9. The textile bobbin with anti-eccentricity protection for the processing of the high-strength composite fiber according to claim 1, is characterized in that: dull polish soft rubber layer (801) is installed in the outside of yarn section of thick bamboo body (8), and connecting sleeve (802) are installed at the both ends of yarn section of thick bamboo body (8), and the top and the bottom of connecting sleeve (802) run through and have seted up block groove (803), and block round pin (703) gomphosis is installed in the inboard of block groove (803), and connecting internal thread (804) have been seted up to the inboard of connecting sleeve (802), and connect internal thread (804) and cooperate with being connected external screw thread (601).

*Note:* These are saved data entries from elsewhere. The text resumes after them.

PR #1711, opened 2016-06-08
One fix to sensorTag board_i2c.c

xukai871105:
According to “CC1310, CC26XX Simplelink Wireless MCU Technical Reference Manual” In Figure 21-10 In Master RECEIVE With Repeated Start Condition. After reading len-1 bytes from slave device(such as mpu9250), CC13XX/CC26XX should write 101 to I2C_MCTRL firstly(ti_lib_i2c_master_control(I2C0_BASE, I2C_MASTER_CMD_BURST_RECEIVE_FINISH)),then read the data from I2C_MDR(ti_lib_i2c_master_data_get(I2C0_BASE)).There is something wrong in board_i2c.c board_i2c_read() and board_i2c_write_read()
On sensorTag platform mpu9250 works fine.But when we monitor the I2Cbus, we find that mpu9250 gives one more byte and CC2650 sends I2C_STOP at a worng time.
We have done the test on PN7120(NFC controller from NXP), new board_i2c_read() and board_i2c_write_read work fine.


g-oikonomou:
This looks reasonable. We're looking into it.

PR #1715, opened 2016-06-09
TSCH port for Zolertia ReMote/Zoul.

sumanpanchal:


simonduq:
Cool :)
Two things:
* please add the new supported platforms to the TSCH readme (several locations within the file)
* regarding the node-id problem in rpl-tsch, I'm not particularly keen on keeping it as it is. We could for instance replace it with a hardcoded coordinator address, set by default to the MAC address of node 1 in Cooja for z1 nodes (because this is what is used for the regression tests)

alignan:
Great contrib! I thought this was already included in the previous CC2538/TSCH commit, so great to have :smile:

sumanpanchal:
@simonduq @alignan 
I have done all the necessary changes as per your suggestion.

alignan:
:+1: from me, @simonduq?

simonduq:
:+1:

sumanpanchal:
Thanks @simonduq and @alignan :)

10. The textile bobbin with anti-eccentricity protection for the processing of the high-strength composite fiber according to any one of claims 1 to 9, which is characterized by comprising the following working steps:

s1, firstly, a user adjusts the height and the length of a yarn barrel according to the processing requirement of composite fibers, a lifting cylinder (202) operates to drive a piston rod (203) to move to adjust the height of a bearing box (3), the winding rate of a yarn barrel body (8) is adjusted, a first motor (104) operates to drive a threaded rod (105) to rotate, the threaded rod (105) rotates to enable a moving block (2) to move in the horizontal direction on the inner side of an adjusting groove (101), and the moving block (2) drives a connecting block (201) to slide on the inner side of a moving groove (102) to ensure the stability of the moving block (2) during moving;

s2, after the position adjustment is completed, the second motor (310) operates to drive the rotating shaft (6) to rotate, the rotating shaft (6) drives the yarn barrel body (8) to rotate to wind the high-strength composite fibers, the bearing sleeve (5) increases the stress area when the rotating shaft (6) rotates, the inner ring (506) and the ball (507) perform rolling friction motion, the rotating resistance is reduced, the stop ring (508) limits the bearing sleeve (5), the bearing sleeve (5) is prevented from swinging when in use, the stability of the rotating shaft (6) during rotation is guaranteed, the rotating shaft (6) is enabled to be stressed more uniformly during rotation, the dust ring (602) seals the supporting seat (4), external dust is blocked, and the rotating smoothness of the sliding ball (509) is guaranteed;

s3, the support seat (4) can shake back and forth by the vibration generated when the bobbin body (8) is rolled, when the support seat (4) shakes up and down, the support seat (4) can be propped downwards by the first buffer spring (303) at the upper end of the support seat (4), the support seat (4) can be propped upwards by the first buffer spring (303) at the lower end of the support seat (4), the vibration generated during operation can be buffered by the first buffer spring (303), the support seat (4) drives the sliding block (402) to move at the inner side of the sliding groove (301) to further absorb the vibration of the support seat (4), the sliding groove (301) limits the moving position of the support seat (4), the sliding block (402) is contacted with the support rod (309) to enable the buffer plate (307) to move at the inner side of the sliding groove (306) to extrude the second buffer spring (308), and the second buffer spring (308) buffers the impact force, the rotation of the yarn cylinder body (8) is more stable;

s4, when a user replaces the yarn barrel body (8), the user presses the clamping pin (703), the clamping pin (703) presses the movable plate (701) to move on the inner side of the movable cavity (7) to extrude the reset spring (702), the clamping pin (703) is separated from the clamping groove (803) and is positioned in the movable cavity (7), the limit relation between the rotating shaft (6) and the yarn barrel body (8) is released, the rotating shaft (6) is rotated, the connecting external thread (601) on the outer side of the rotating shaft (6) is screwed out from the connecting internal thread (804) on the inner side of the connecting sleeve (802), the rotating shaft (6) and the yarn barrel body (8) are detached, and the yarn barrel body (8) is rapidly detached.